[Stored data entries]
┌──

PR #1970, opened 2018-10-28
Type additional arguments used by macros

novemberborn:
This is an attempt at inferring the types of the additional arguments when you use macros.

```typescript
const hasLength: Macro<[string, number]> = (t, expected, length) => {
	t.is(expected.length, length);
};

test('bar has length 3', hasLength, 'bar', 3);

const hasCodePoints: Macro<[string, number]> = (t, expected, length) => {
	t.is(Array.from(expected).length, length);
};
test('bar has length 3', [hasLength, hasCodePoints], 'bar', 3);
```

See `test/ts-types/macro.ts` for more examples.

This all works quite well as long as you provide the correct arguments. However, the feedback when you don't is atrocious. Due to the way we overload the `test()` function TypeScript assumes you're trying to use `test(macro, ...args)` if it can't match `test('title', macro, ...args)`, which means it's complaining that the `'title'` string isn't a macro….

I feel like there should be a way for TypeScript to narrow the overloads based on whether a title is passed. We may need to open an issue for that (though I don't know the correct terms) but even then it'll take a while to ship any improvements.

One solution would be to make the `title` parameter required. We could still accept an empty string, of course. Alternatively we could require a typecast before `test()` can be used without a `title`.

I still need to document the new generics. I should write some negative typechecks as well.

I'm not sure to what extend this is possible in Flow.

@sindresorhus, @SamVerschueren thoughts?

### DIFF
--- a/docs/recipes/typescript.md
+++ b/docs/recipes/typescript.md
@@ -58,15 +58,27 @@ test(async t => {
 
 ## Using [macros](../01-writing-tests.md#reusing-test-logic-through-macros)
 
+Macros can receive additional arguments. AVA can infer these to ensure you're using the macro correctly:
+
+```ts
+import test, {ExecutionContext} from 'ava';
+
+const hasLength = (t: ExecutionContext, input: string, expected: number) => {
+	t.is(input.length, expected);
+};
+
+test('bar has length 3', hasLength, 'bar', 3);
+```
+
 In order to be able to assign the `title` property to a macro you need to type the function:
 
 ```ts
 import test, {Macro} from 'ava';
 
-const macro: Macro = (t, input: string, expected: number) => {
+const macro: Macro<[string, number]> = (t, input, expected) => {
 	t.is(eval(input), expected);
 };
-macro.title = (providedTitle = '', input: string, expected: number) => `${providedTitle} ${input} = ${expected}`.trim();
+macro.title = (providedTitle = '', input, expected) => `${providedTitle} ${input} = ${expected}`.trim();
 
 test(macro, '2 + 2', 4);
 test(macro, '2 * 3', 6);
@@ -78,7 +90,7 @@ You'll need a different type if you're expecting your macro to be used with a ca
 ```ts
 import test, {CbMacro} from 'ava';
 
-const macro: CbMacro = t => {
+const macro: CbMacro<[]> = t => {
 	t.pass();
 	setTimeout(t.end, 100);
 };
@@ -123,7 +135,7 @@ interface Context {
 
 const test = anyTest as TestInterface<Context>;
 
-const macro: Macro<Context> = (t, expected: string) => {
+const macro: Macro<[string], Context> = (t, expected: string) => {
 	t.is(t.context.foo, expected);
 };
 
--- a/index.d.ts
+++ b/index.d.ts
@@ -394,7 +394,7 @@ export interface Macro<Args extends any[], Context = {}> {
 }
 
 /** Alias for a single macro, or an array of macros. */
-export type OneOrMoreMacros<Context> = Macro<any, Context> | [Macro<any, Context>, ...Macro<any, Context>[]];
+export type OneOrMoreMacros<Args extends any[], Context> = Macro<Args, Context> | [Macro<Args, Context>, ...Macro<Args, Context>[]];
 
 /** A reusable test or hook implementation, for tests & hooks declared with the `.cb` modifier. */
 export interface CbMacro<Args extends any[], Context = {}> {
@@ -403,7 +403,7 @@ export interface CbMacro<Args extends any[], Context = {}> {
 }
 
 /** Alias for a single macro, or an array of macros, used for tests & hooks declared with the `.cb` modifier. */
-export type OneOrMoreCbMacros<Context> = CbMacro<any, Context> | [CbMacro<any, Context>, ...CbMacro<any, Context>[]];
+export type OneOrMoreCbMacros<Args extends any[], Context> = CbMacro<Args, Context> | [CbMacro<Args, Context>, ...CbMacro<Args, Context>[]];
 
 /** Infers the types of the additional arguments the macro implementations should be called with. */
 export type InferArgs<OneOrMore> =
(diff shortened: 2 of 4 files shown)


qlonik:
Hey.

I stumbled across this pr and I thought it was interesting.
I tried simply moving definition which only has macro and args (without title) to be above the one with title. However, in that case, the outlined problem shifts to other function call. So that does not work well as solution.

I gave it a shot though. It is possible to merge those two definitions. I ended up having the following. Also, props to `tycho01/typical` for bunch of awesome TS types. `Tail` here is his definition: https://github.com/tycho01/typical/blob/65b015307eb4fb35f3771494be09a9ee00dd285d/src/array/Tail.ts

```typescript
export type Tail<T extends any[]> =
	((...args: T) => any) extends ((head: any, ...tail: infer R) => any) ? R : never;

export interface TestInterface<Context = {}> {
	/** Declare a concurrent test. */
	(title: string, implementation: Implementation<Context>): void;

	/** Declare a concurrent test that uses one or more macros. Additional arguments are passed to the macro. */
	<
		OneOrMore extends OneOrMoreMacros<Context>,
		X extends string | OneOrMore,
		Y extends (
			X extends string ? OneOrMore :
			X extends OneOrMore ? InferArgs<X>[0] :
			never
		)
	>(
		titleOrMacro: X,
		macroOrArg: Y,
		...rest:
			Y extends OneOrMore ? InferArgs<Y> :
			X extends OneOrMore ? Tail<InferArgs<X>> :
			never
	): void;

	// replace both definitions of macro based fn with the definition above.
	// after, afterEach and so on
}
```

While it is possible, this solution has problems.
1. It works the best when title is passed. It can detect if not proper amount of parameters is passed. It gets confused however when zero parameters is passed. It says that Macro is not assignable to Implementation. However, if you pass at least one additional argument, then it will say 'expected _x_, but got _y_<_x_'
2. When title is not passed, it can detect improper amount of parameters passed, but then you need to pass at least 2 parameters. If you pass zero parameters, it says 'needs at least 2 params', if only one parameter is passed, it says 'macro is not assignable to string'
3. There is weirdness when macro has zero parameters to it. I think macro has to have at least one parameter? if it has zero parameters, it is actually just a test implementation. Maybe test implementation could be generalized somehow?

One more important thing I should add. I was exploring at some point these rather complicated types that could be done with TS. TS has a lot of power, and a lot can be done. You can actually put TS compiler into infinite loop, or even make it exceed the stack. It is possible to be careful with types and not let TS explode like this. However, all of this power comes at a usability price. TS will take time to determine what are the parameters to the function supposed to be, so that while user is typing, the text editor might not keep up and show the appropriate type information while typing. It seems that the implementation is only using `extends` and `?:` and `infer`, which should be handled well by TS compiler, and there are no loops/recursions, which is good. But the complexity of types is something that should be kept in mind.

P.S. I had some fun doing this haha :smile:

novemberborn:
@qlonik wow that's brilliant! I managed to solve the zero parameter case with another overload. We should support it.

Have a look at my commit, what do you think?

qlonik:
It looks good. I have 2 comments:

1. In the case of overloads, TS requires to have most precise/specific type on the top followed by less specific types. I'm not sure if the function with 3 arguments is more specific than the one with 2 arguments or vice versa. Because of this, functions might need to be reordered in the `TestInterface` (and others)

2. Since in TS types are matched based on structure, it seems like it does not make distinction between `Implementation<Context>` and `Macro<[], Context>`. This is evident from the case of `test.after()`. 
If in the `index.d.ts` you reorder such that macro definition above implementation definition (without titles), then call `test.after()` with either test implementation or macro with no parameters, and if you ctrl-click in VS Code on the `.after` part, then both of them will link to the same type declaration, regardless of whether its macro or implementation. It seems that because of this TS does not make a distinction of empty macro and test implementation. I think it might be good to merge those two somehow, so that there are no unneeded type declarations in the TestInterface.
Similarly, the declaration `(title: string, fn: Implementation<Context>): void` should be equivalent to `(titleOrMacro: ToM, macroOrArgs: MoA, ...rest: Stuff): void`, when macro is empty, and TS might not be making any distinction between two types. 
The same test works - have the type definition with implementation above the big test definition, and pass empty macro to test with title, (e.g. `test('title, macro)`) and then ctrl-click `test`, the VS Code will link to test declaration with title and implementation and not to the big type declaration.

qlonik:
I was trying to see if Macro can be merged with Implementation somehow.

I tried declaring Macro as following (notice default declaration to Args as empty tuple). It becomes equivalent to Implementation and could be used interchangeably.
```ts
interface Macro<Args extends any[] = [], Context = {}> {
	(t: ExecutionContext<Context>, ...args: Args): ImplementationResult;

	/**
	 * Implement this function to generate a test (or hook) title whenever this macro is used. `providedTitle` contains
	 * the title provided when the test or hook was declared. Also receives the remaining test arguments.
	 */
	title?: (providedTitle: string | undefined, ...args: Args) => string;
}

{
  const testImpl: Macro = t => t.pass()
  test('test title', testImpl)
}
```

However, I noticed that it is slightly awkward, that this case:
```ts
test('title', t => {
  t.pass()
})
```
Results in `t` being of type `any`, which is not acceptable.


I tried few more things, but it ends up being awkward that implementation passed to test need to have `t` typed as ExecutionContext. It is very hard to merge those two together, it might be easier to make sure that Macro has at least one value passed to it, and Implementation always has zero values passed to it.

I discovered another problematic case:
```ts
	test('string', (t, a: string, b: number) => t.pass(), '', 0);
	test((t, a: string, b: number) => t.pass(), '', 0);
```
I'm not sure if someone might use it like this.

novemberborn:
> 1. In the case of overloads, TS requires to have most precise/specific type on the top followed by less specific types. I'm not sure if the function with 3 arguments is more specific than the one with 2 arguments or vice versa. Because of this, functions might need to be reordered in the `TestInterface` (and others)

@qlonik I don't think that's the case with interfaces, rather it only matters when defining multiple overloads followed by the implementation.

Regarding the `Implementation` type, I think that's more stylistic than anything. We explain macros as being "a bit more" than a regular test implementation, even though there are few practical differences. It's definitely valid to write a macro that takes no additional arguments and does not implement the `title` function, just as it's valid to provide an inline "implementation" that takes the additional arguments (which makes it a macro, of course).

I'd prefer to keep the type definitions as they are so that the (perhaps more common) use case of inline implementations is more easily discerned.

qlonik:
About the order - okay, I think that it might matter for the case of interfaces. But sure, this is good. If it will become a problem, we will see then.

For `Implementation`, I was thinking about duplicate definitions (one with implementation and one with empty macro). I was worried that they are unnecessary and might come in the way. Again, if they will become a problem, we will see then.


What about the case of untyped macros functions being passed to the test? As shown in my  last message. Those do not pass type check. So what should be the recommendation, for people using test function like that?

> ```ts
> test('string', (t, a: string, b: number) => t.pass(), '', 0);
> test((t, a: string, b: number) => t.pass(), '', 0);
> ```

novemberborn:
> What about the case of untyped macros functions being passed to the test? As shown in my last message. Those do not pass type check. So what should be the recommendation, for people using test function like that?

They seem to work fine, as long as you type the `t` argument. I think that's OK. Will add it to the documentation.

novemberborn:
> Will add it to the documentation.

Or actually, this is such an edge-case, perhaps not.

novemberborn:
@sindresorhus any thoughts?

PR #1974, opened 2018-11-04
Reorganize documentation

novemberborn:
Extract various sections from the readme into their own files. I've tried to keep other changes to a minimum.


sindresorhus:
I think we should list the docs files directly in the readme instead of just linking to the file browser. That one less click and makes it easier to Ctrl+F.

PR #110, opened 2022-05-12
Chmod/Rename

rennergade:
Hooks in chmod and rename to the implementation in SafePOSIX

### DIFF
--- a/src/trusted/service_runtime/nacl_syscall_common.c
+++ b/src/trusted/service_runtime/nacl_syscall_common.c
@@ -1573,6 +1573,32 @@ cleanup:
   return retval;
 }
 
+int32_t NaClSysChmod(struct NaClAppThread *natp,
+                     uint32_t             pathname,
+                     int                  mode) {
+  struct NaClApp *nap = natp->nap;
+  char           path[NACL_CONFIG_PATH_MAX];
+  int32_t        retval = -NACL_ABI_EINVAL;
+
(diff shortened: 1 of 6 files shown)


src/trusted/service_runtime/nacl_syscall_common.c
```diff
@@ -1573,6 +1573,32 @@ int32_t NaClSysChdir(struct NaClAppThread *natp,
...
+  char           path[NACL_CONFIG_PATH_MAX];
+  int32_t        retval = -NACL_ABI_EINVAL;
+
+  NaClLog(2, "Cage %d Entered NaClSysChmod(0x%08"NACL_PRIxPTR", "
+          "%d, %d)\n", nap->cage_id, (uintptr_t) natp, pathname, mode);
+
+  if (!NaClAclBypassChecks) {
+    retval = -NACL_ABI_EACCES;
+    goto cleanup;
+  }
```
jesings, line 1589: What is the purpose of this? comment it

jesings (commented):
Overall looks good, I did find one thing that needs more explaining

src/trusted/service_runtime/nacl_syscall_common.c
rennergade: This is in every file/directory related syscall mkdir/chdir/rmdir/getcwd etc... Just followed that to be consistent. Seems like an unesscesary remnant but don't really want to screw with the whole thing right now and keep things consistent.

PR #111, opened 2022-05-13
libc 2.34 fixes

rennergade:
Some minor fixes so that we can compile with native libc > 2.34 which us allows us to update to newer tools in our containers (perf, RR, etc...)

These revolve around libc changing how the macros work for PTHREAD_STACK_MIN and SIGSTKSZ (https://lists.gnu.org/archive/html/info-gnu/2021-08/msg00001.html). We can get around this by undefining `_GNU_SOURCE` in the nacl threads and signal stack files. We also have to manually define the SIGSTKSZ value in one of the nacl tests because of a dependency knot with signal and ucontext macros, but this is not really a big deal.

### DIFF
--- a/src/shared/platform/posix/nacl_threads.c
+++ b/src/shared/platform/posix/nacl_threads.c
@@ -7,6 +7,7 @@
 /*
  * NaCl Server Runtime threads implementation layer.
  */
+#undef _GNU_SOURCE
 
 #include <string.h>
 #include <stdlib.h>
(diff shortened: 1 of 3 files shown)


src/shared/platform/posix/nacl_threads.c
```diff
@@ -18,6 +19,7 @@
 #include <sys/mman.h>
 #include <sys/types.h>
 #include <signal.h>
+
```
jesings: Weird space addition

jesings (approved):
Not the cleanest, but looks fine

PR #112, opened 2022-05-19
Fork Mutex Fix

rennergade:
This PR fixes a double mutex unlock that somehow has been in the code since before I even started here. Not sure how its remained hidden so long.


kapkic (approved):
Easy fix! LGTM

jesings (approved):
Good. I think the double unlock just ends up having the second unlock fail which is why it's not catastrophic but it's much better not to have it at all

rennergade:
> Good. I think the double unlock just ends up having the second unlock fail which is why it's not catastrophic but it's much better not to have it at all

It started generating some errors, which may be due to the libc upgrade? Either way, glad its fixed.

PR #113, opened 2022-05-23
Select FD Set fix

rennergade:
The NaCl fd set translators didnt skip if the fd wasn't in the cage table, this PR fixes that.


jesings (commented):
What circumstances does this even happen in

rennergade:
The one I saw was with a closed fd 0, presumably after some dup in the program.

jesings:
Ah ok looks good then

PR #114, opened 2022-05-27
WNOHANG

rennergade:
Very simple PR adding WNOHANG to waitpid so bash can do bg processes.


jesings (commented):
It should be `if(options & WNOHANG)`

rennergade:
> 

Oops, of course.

└──

## What is required
A single number is the whole answer: how many lines of the records contain the word "NaClSysChmod".

## Result of the task
2